The Element class represents an element node in the XML tree. Inherits from Node

Constructor

new libxml.Element(doc, name, [content])

Creates a new element object called name with attrs as its attributes. It is recommended that you use the node method of Document or Element instead.

args doc - a document object to provide context for the node name - a string representing the name of the element content - a string representing the content to add to the node

Methods

element.name()

Get the name of the element

returns - a string representing the name of the element

element.name(new_name)

Set the name of the element

args new_name - a string representing the new name of the element

returns - the Element object

element.text()

Get the text content of the element

returns - a string representing the content of the Element including the text() of all child Nodes

element.attr(name)

Get the Attribute called name

args name - a string representing the name of the attribute

returns - an Attribute node or null

element.attr(attrObject)

Create a set of attributes from a hash and add them to the element

args attr - an object of {name: value} pairs

returns - the element object

element.attrs()

Get the list of attributes attached to the element

returns - an array of Attribute objects. may be empty

element.parent()

Get the parent element

returns - an Element node or the Document if this is the root node

element.doc()

Get the document object containing the element

returns - a Document object

element.child(idx)

Get a child node by index

args idx - a zero indexed integer representing the child node to return

returns - a Node object or null

element.childNodes()

Get a list of all the immediate children of the element

returns - an array of Nodes, including text nodes

element.addChild(child)

Add a child node to the node

args child - an Element node to be added as a child

returns - the element node (not the child)

element.nextSibling()

Get the next sibling node

returns - a Node object or null

element.nextElement()

Get the next element sibling

returns - an Element node or null

element.addNextSibling(siblingNode)

Add a Node as a sibling immediately after this element

args siblingNode - a Node to add as a sibling

returns - the sibling object

element.prevSibling()

Get the previous sibling node

returns - a Node object or null

element.prevElement()

Get the previous element sibling

returns - an Element object or null

element.addPrevSibling(siblingNode)

Add a Node as a sibling immediately before this element

args siblingNode - a Node to add as a sibling

returns - the sibling object

element.find(xpath)

Search the element's children by xpath

args xpath - a string representing the xpath to search

returns - an array of Node objects. may be empty

element.find(xpath, ns_uri)

Search the element's children by xpath within the URI namespace

args xpath - a string representing the xpath to search ns_uri - a string representing the namespace URI

returns - an array of Node objects

examples doc.find("xmlns:child-name", "ns:uri") doc.find('//y:child-name', { y: 'http://some.com/for/y'});

element.get(xpath, ns_uri)

Return the first node node that matches the xpath expression This this is syntactic sugar for find(xpath, ns_uri)[0]

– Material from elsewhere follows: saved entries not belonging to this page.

PR #53, opened 2026-05-13
fix(LmMultiTurn): surface unmapped Copilot sessionUpdate kinds at Information

### LINKED ISSUE #52: CopilotEventTranslator drops post-tool answer — silent loss of model output when sessionUpdate.kind is unmapped
## What's broken

When `CopilotAgentLoop` runs a turn that includes tool calls, the agent's final answer (everything the model produces after the last tool result) **never reaches the IMessage stream**. The host sees only the agent's pre-tool opening narration as `TextUpdateMessage` chunks + a consolidated `TextMessage`, then tool-call / tool-result, then nothing of substance until `RunCompletedMessage`. The model's actual answer is silently dropped somewhere between the Copilot ACP server and the host SDK.

## Concrete repro

[revobot](https://github.com/gautam-achieveai/revobot)'s `probe-run-review --backend copilot` against `achieveai/LmDotnetTools#46`:

**Prompt:**
> Review the diff of PR achieveai/LmDotnetTools#46 using gh CLI. Write a one-paragraph summary and a verdict line. Output just the markdown, no fences.

**Observed message-kind sequence (per the orchestrator's `transcript.jsonl`):**
1. `RunAssignmentMessage`
2 – 28. `TextUpdateMessage` (~27 chunks) — the agent's *opening narration*: "I'll fetch the PR diff with `gh`, capture review notes... then return only the requested markdown verdict."
29 – 30. `ReasoningUpdateMessage`
31. `ToolCallMessage`
32. `ToolCallResultMessage`
33. `TextMessage` — **consolidated form of the *opening*, not a new burst**
34. `ReasoningMessage`
35. `UsageMessage`
36. `RunCompletedMessage` (IsError=false)

In a second run with the same prompt + a more permissive system prompt: 42 messages, 10 tool calls, **still 119-byte artifact** containing just the opening narration. `RunCompletedMessage.IsError == false` and the bridge reports `copilot.bridge.run.completed completed` and `copilot.turn.latency completed`. From the SDK's perspective everything succeeded.

Run-level telemetry:
```
runId=5ef991fdce19 turns=1 messages=42 toolCalls=10
promptTokens=0 completionTokens=0
kindsObserved=RunAssignmentMessage,TextUpdateMessage,ReasoningUpdateMessage,
              ToolCallMessage,ToolCallResultMessage,TextMessage,
              ReasoningMessage,UsageMessage,RunCompletedMessage
IsError=false  durationMs=31764
```

After the `ToolCallResultMessage` (event 32), **zero `TextUpdateMessage` events arrive** — even though `completionTokens=0` rules out "the model emitted text we missed" and the agent's stated intent ("then return only the requested markdown verdict") indicates a post-tool answer was planned.

## Suspected root cause

The translator at [src/LmMultiTurn/CopilotEventTranslator.cs:45-110](src/LmMultiTurn/CopilotEventTranslator.cs#L45-L110) switches on a small set of `sessionUpdate` kinds:

```csharp
switch (kind)
{
    case "agent_message_chunk":  return ConvertAgentMessageChunk(...);
    case "agent_thought_chunk":  return ConvertAgentThoughtChunk(...);
    case "tool_call":            return ConvertToolCall(...);
    case "tool_call_update":     return ConvertToolCallUpdate(...);
    case "plan":                 return ConvertPlan(...);
    default:
        _logger?.LogDebug(  // ← unmapped kinds are silently dropped at Debug only
            "{event_type} {event_status} {provider} {provider_mode} {session_update_kind}",
            "copilot.session_update.unmapped", "ignored", ..., kind);
        return [];
}
```

If Copilot CLI 1.0.45 (current GA) emits the post-tool answer under a `sessionUpdate.kind` value not in the switch (e.g. `agent_message`, `final_response`, `message_complete`, `agent_response`, or similar), it falls into the `default` arm and gets **silently dropped at Debug level**. Downstream subscribers (and `BuildTerminalMessages`, which only reads from `_agentMessageAccumulator`) never see those tokens.

The post-tool consolidated `TextMessage` we DO observe is the SAME opening text — that's the `BuildTerminalMessages` flush at `session/prompt/completed` ([line 342-362](src/LmMultiTurn/CopilotEventTranslator.cs#L342-L362)) emitting the accumulator's *remaining* contents from before the tool call. Line 361 then `_agentMessageAccumulator.Remove("agent_message")`, so if the same accumulator were reused for a post-tool burst, that data would also be lost on the next terminal — but with the current switch, no second burst ever lands in the accumulator anyway.

## Why I'm not certain it's just the default-arm drop

Two alternative hypotheses I can't rule out without more visibility:

1. **Copilot agent self-terminates after tool calls.** Maybe Copilot CLI 1.0.45's planner decides "I've seen the diff, my job is done" and emits nothing. But `completionTokens=0` is also consistent with "we never counted them" — the `UsageMessage` shape may not surface model-side completion tokens.

2. **ACP `session/prompt/completed` fires before the model finishes streaming.** A timing race where the bridge ships the terminal envelope before the post-tool token stream catches up.

Both would have the same external symptom. The fastest way to disambiguate is to **promote the default-arm log line to Information** so operators see every unmapped kind in production.

### Tier 1 (5-line diagnostic; should ship regardless)

Promote the default-arm Debug log to Information and include the *event_status* `dropped` (not `ignored`) so downstream operators can spot this immediately:

```csharp
default:
    _logger?.LogInformation(   // ← was LogDebug
        "{event_type} {event_status} {provider} {provider_mode} {session_update_kind}",
        "copilot.session_update.unmapped",
        "dropped",
        _options.Provider, _options.ProviderMode, kind);
    return [];
```

Even if it turns out Copilot is sending well-known kinds we just don't handle, the operator-facing signal becomes immediate.

### Tier 2 (when Tier 1 reveals the actual unmapped kind)

Add a case for whatever `kind` value the diagnostic surfaces. Likely candidates from looking at the Copilot ACP protocol docs / source:

- `agent_message` (non-chunk, complete message)
- `final_response`
- `message_complete`

The fix is mechanical — same shape as `ConvertAgentMessageChunk` but with `accumulatedAgentText = update.Text` (full text, not delta) and immediate consolidation.

### Tier 3 (medium effort)

If it turns out the post-tool answer arrives via the existing `agent_message_chunk` kind but AFTER `_agentMessageAccumulator.Remove("agent_message")` ran on a prior terminal flush, the accumulator needs to handle "burst re-open" — re-creating the entry when a chunk arrives after a clear, with the same `runId`/`generationId`.

## Concrete consumer impact

revobot Phase 5 + the Copilot backend (revobot commit `924c6bd`) shipped a silent-failure guard (`HostModeReviewProbe.HasSuspectThinTurn`) specifically to catch this — `outcome=Succeeded` runs now log a Warning when `ToolInvocationCount>0 && OutputLength<256`. That's a downstream Band-Aid; the upstream fix unblocks **every consumer of `CopilotAgentLoop` that uses tool-augmented reviews**, not just revobot.

## Related upstream issues

- #47 — pre-seeding `CurrentSessionId` for `--resume` (re-review)
- #48 — `WasForked` always false on Claude (forked-run pattern)
- #49 — pluggable process transport for Docker isolation

All four are independent but together unblock revobot Phase 6 (event-driven re-review) and Phase 4d (containerization).

## What I'd need to confirm root cause

A run with `REVOBOT_LOG_LEVEL=Verbose` against the same prompt, with the `copilot.session_update.unmapped` log lines visible. Happy to capture and paste here — just let me know if Tier 1 lands as a quick patch and I'll re-run and post the actual `kind` values.

gautam-achieveai:
[Gautam's Dev bot]

## Summary

Closes #52.

Tier 1 fix for the silent post-tool answer loss reported in #52: `CopilotEventTranslator`'s default switch arm logged unmapped `sessionUpdate.kind` values at `Debug` level with `event_status="ignored"`, hiding the signal in default-filtered logs and making the silent-drop hypothesis hard to disambiguate from a Copilot-side termination or an ACP race.

This PR converts that branch to `Information` level with `event_status="dropped"` so operators see the line under default filters when a new ACP `sessionUpdate.kind` shows up. No behavioural change beyond log level and status token — return shape (`[]`) and structured field names are identical, so downstream log consumers keying off `event_type=copilot.session_update.unmapped` keep working.

Tier 2 (adding case arms for `agent_message` / `final_response` / `message_complete`) is deferred to a follow-up issue once a verbose Information-level run captures the actual kind value(s) emitted by Copilot CLI 1.0.45+. Speculatively adding case arms risks miscategorising a full `agent_message` as a chunk delta or stomping accumulator state — a louder regression than the silent drop we are surfacing.

## Changes

- `src/LmMultiTurn/CopilotEventTranslator.cs` — switch default arm: `LogDebug` → `LogInformation`, `"ignored"` → `"dropped"`.
- `tests/LmMultiTurn.Tests/CopilotEventTranslatorUnmappedKindTests.cs` — new regression test that constructs the (internal) translator with a captured `ILogger`, feeds a `session/update` envelope carrying `sessionUpdate: "some_unknown_kind"`, and asserts:
  - Translator returns `[]` (no messages emitted).
  - Exactly one `Information`-level log entry fires for `event_type=copilot.session_update.unmapped`.
  - Structured properties carry `event_status=dropped`, `provider=copilot`, `provider_mode=copilot`, `session_update_kind=some_unknown_kind`.

`InternalsVisibleTo("LmMultiTurn.Tests")` was already present, so no csproj changes were needed.

## Out of scope

- No new `sessionUpdate.kind` case arms — Tier 2 follow-up.
- No changes to `BuildTerminalMessages` accumulator clear logic — Tier 3 only applies if Tier 2 shows post-tool tokens arrive after the existing accumulator window.
- No changes to `CopilotAgentLoop` — it remains a pass-through.

## Test plan

- [x] `dotnet build src/LmMultiTurn/AchieveAi.LmDotnetTools.LmMultiTurn.csproj` — clean.
- [x] `dotnet test tests/LmMultiTurn.Tests/LmMultiTurn.Tests.csproj --filter "FullyQualifiedName~CopilotEventTranslatorUnmappedKindTests"` — new test green.
- [x] `dotnet test tests/LmMultiTurn.Tests/LmMultiTurn.Tests.csproj --filter "FullyQualifiedName~Copilot"` — 13/13 existing Copilot translator/loop tests stay green.
- [x] `dotnet test tests/LmMultiTurn.Tests/LmMultiTurn.Tests.csproj` — 233/233 full LmMultiTurn test suite green.

## Follow-up

After this lands, please re-run `revobot probe-run-review --backend copilot` with `REVOBOT_LOG_LEVEL=Information` and post any captured `session_update_kind` values back on #52. Those values will drive the Tier 2 follow-up: `WI-52-followup: handle Copilot ACP <kind> for post-tool answer`. If no unmapped kinds are logged but the answer is still missing, the follow-up pivots to investigating `session/prompt/completed` timing.

### DIFF
--- a/src/LmMultiTurn/CopilotEventTranslator.cs
+++ b/src/LmMultiTurn/CopilotEventTranslator.cs
@@ -98,10 +98,10 @@ internal sealed class CopilotEventTranslator
                 // Plans are informational; surface as a summary reasoning message.
                 return ConvertPlan(update, runId, generationId);
             default:
-                _logger?.LogDebug(
+                _logger?.LogInformation(
                     "{event_type} {event_status} {provider} {provider_mode} {session_update_kind}",
                     "copilot.session_update.unmapped",
-                    "ignored",
+                    "dropped",
                     _options.Provider,
                     _options.ProviderMode,
                     kind);
--- a/tests/LmMultiTurn.Tests/CopilotEventTranslatorUnmappedKindTests.cs
+++ b/tests/LmMultiTurn.Tests/CopilotEventTranslatorUnmappedKindTests.cs
@@ -1,0 +1,89 @@
+using System.Text.Json;
+using AchieveAi.LmDotnetTools.CopilotSdkProvider.Configuration;
+using AchieveAi.LmDotnetTools.LmMultiTurn;
+using FluentAssertions;
+using Microsoft.Extensions.Logging;
+using Xunit;
+
+namespace LmMultiTurn.Tests;
+
+public class CopilotEventTranslatorUnmappedKindTests
+{
+    [Fact]
+    public void ConvertEventToMessages_UnmappedSessionUpdateKind_LogsInformationDroppedWithStructuredProps()
+    {
+        var logger = new ListLogger();
+        var options = new CopilotSdkOptions { Provider = "copilot", ProviderMode = "copilot" };
+        var translator = new CopilotEventTranslator(options, logger);
+
+        const string unmappedKind = "some_unknown_kind";
+        var envelope = JsonDocument.Parse($$"""
+            {
+              "type": "session/update",
+              "sessionId": "sess_x",
+              "update": { "sessionUpdate": "{{unmappedKind}}" }
+            }
+            """).RootElement;
+
+        var result = translator.ConvertEventToMessages(envelope, runId: "run_1", generationId: "gen_1");
+
+        result.Should().BeEmpty("unmapped kinds must not produce messages");
+
+        var matching = logger.Entries
+            .Where(e =>
+                e.Level == LogLevel.Information
+                && string.Equals(GetProp(e.State, "event_type"), "copilot.session_update.unmapped"))
+            .ToList();
+
+        matching.Should().HaveCount(1, "exactly one Information-level diagnostic must fire for an unmapped kind");
+
+        var entry = matching[0];
+        GetProp(entry.State, "event_status").Should().Be("dropped");
+        GetProp(entry.State, "provider").Should().Be("copilot");
+        GetProp(entry.State, "provider_mode").Should().Be("copilot");
+        GetProp(entry.State, "session_update_kind").Should().Be(unmappedKind);
+    }
+
+    private static string? GetProp(IReadOnlyList<KeyValuePair<string, object?>> state, string key)
+    {
+        foreach (var kv in state)
+        {
+            if (string.Equals(kv.Key, key, StringComparison.Ordinal))
+            {
+                return kv.Value?.ToString();
+            }
+        }
+
+        return null;
+    }
+
+    private sealed class ListLogger : ILogger
+    {
+        public List<LogEntry> Entries { get; } = [];
+
+        public IDisposable? BeginScope<TState>(TState state) where TState : notnull => null;
+
+        public bool IsEnabled(LogLevel logLevel) => true;
+
+        public void Log<TState>(
+            LogLevel logLevel,
+            EventId eventId,
+            TState state,
+            Exception? exception,
+            Func<TState, Exception?, string> formatter)
+        {
+            var props = new List<KeyValuePair<string, object?>>();
+            if (state is IEnumerable<KeyValuePair<string, object?>> structured)
+            {
+                props.AddRange(structured);
+            }
+
+            Entries.Add(new LogEntry(logLevel, formatter(state, exception), props));
+        }
+    }
+
+    private sealed record LogEntry(
+        LogLevel Level,
+        string Message,
+        IReadOnlyList<KeyValuePair<string, object?>> State);
+}


gautam-achieveai (commented):
**[Gautam's review bot]** ✅ APPROVE — Deep review of iteration 1 (commit b3389f17)

## Summary

Clean, minimal Tier 1 fix for #52. Promotes the default-arm log from `Debug`→`Information` and changes status from `"ignored"`→`"dropped"` so operators can see unmapped `sessionUpdate` kinds under default log filters. Regression test pins the level, status token, and all structured properties.

**Build:** ✅ 0 warnings, 0 errors
**Tests:** ✅ 1/1 passed

## Agents Dispatched
- **code-simplifier** — 3 Info-level suggestions, none blocking
- **test-coverage-review** — excellent coverage, no gaps
- **over-engineering-review** — no over-engineering detected

## Minor Suggestions (non-blocking)

1. **`ContainSingle` pattern** (`CopilotEventTranslatorUnmappedKindTests.cs:32-40`): The `.Where(...).ToList()` + `.Should().HaveCount(1)` + `matching[0]` chain could be replaced with FluentAssertions' `.Should().ContainSingle(predicate).Which` — combines filter, count assertion, and element extraction in one step.

2. **Shared structured logger** (`CopilotEventTranslatorUnmappedKindTests.cs:60-83`): The `ListLogger` is the first capturing logger in the codebase that preserves structured properties (existing ones only capture formatted text). As more diagnostics get promoted, consider extracting to `LmTestUtils` as a shared `StructuredCapturingLogger`. Not needed now — the private sealed pattern matches `ResolveBatchParentTests.CapturingLogger`.

No blocking issues. Ship it. 🚀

args xpath - a string representing the xpath to search ns_uri - a string representing the namespace URI

returns - a Node or null

element.find(xpath, namespaces)

Search the element's children by xpath within any of the URI namespaces

args xpath - a string representing the xpath to search namespaces - a hash representing the namespaces

returns - an array of Node objects

example doc.find("ns-1:child-name", {"ns-1": "ns:uri"}) doc.find("ns-1:child1/ns-2:child2", {"ns-1": "ns:uri1", "ns-2": "ns:uri2"})

element.get(xpath, ns_uri)

Return the first node that matches the xpath This is syntactic sugar for find(xpath, namespaces)[0]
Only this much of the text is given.